__What is being asked__. Below is some data; print it all back exactly.

[Collected data]
_ _ _ _ _ _ _

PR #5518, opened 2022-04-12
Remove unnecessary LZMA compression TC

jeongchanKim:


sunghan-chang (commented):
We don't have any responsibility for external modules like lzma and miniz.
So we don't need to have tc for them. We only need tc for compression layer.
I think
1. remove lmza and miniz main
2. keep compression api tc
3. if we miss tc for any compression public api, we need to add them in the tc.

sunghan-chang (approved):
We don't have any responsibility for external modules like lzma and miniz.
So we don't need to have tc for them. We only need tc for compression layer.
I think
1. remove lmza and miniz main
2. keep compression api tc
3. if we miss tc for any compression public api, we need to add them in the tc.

_ _ _ _ _ _ _

__Solution for this exercise__.
PR #5518, opened 2022-04-12
Remove unnecessary LZMA compression TC

jeongchanKim:


sunghan-chang (commented):
We don't have any responsibility for external modules like lzma and miniz.
So we don't need to have tc for them. We only need tc for compression layer.
I think
1. remove lmza and miniz main
2. keep compression api tc
3. if we miss tc for any compression public api, we need to add them in the tc.

sunghan-chang (approved):
We don't have any responsibility for external modules like lzma and miniz.
So we don't need to have tc for them. We only need tc for compression layer.
I think
1. remove lmza and miniz main
2. keep compression api tc
3. if we miss tc for any compression public api, we need to add them in the tc.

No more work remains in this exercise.